I tried to turn off ALL plugins - but that did not lower the cpu usage.

I tried to undecorate all windows as you suggested - but that did not lower CPU usage.

My video playback is TV drom a dvb-t stick.
Comment 25 Thomas Lübking 2010-03-14 15:12:13 UTC
X spends all time in libdrm and apparently for buffer allocation, notably flushing....???!

I assume that compiz (has a workaround and) just reuses textures for equal size updates (like the entire video window ;-) to avoid this, could you post a sysprof for compiz as well?
Comment 26 Björn Ruberg 2010-03-15 00:03:55 UTC
Created attachment 41639 [details]
sysprof profile with compiz running - video runs inside of me-tv
Comment 27 Thomas Lübking 2010-03-15 22:15:33 UTC
hummm, X spends all time in libdrm and apparently for buffer allocation, notably
flushing (tm) with compiz as well - just far less often (as i've to assume to be the reason for the lower cpu usage)

so

a) this seems to be a hog, watch out for libdrm updates (for better performance in general)
b) we need to check whether we can avoid re/allocations
Comment 28 Björn Ruberg 2010-03-16 16:01:18 UTC
What to do now?

I tried to investigate on which hardware and software this problem occours. Test-Setup: Watching TV in kaffeine under an KDE 4.4 session.

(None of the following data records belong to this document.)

PR #1346, opened 2023-02-25
fix(indy-sdk): import from core

genaris:
A relative import from core was preventing indy-sdk from being built correctly.

Here we add an eslint plugin to check these relative imports and other stuff that can be useful now we have plenty of packages in this repo.


TimoGlastra (approved):
Nice, i was hoping there would be a plugin for this.

This will help a lot with preventing accidentally breaking the released packages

This bug is about my Latitude d630 with i965 gpu running Fedora 12. I have tried a Netbook with i950 chipset running Fedora 12 too. 
The problem exists there too, but different. X ist using 7% more CPU power when running kwin in comparison with compiz. This additional load comes from libglx.so 

On an older FSC laptop with the old i915 chipset I did not have this problem. compiz and kwin load on the cpu was the same. Actually compiz caused 10% more usage on X11 than kwin - but kwin itself used 10% cpu. All together both were the same. The kwin effects were smoother on that machine than on the newer chips too. But this on was running Ubuntu 9.10 with KDE 4.4

Fedora 12 and Ubuntu 9.10 both use intel driver 2.9. But Fedora has kernel 2.6.32 and xorg-server 1.7.5, while Ubuntu uses kernel 2.6.31 and xorg-server 1.6.5

Will try to get a comparison of Ubuntu 9.10 and Fedora 12 on the same hardware, if it is useful.
Comment 29 Alexander 2010-05-21 20:46:26 UTC
Hi, I have the same problem. VLC loads the CPU at 5-7% but kwin and X at 15-20%. After disabling effects VLC loads the CPU on the same 5% and X at 1-2%.

Arch Linux (x86_64) with latest updates on AMD and nvidia 9500GT with proprietary driver. Maybe it could be related to https://bugs.kde.org/show_bug.cgi?id=234463 ?
Comment 30 Björn Ruberg 2010-05-28 22:22:22 UTC
I noticed a significant improvement be:
- deactivating vertical synching
- updating to Fedora 13 and intel-driver 2.11 

Effects are much faster now either. I close this. Thanks for your attention!
Comment 31 Alexander 2010-05-29 07:41:12 UTC
Hey, and what about me? I have a different system, but problem still there. Vertical syncing already deactivated, but Kwin and X have stable CPU usage at 15-20%, when watching a video in VLC or Mplayer.
Comment 32 Björn Ruberg 2010-05-29 07:57:43 UTC
Just for giving the devs a chance to get a overview, you should open a new bug providing all the information I was asked for here.
Comment 33 Martin Flöser 2018-03-25 19:00:39 UTC
There's no reason to close such old bugs. In general we don't close bugs.
Comment 34 Gregor Mi 2018-03-25 19:08:26 UTC
(In reply to Martin Flöser from comment #33)
> There's no reason to close such old bugs. In general we don't close bugs.

Oh. I didn't know. Thanks for the hint. So RESOLVED and CLOSED mean the same in the KDE bugtracker?